Much of cable news has been in full shame mode since it was reported that White House staffer Kelly Sadler dismissed Sen. John McCain by saying that his opinion “doesn’t matter, he’s dying anyway.” The cynical joke was made during a White House meeting and leaked to the press, which took it and ran. Ever since, CNN and MSNBC have been breathlessly pressing every elected official they can get in front of a microphone to badmouth Sadler and to extend the blame to President Trump, who many feel ought to apologize for the behavior of a member of his staff. Meghan McCain asked for a public apology from Sadler; she’s still waiting for it.

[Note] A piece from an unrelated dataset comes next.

PR #346, opened 2017-06-07
Jest example

WilcoFiers:
Small example of how to use aXe on a React component, using Jest, Enzyme and JSDOM.

### DIFF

A couple of things are at work here. It’s obvious that Trump has created an atmosphere in which anyone can say any appalling thing anyone wants, without fear of reprisal. Why did Sadler feel free to take a swipe at a dying man? Because her boss took a swipe at McCain’s war record during the presidential campaign. If Sadler were compelled to apologize — due to pressure from her employers or (now here’s something you don’t hear anymore) out of simple decency — then it follows that Trump, the man who unleashed this behavior, ought also to apologize for his own McCain insult. We know that Trump never apologizes for anything. This has now been institutionalized in the White House.
But the other thing about this controversy is the excessive coverage of it. CNN and MSNBC talk about it throughout their news cycles: Whenever a hired talking head isn’t being asked for an opinion about it, one of those networks’ news correspondents is shoving a microphone in front of an elected official to ask that person for an opinion. On CNN, Manu Raju sticks out his lower lip and corners Sen. Susan Collins of Maine, essentially demanding that she demand an apology from Sadler and Trump. On MSNBC, you can wake up to Morning Joe going over the whole thing ad nauseam, along with waspish sarcasm from Mika Brzezinski, who on Wednesday morning said about White House efforts to make the controversy go away, “This is like trying to make an apple stop rotting.”
Disgust over Sadler’s remark is understandable, but the overcoverage of it eventually makes TV watchers resentful that it becomes moral posturing that squeezes out coverage of other news stories. (Fox News has its own way of overcovering this story, which is to blame the unknown person who leaked Sadler’s remark — it’s a strategy that the White House itself, in the form of Sarah Sanders, has now adopted, because Trump and Fox News are hand-in-glove collaborators.) To ask Trump to apologize for anything is a waste of time. It’s better to keep holding him accountable for all the other things he’s doing, and simply honor the continuing life of John McCain on the senator’s own terms, not Trump’s awful ones.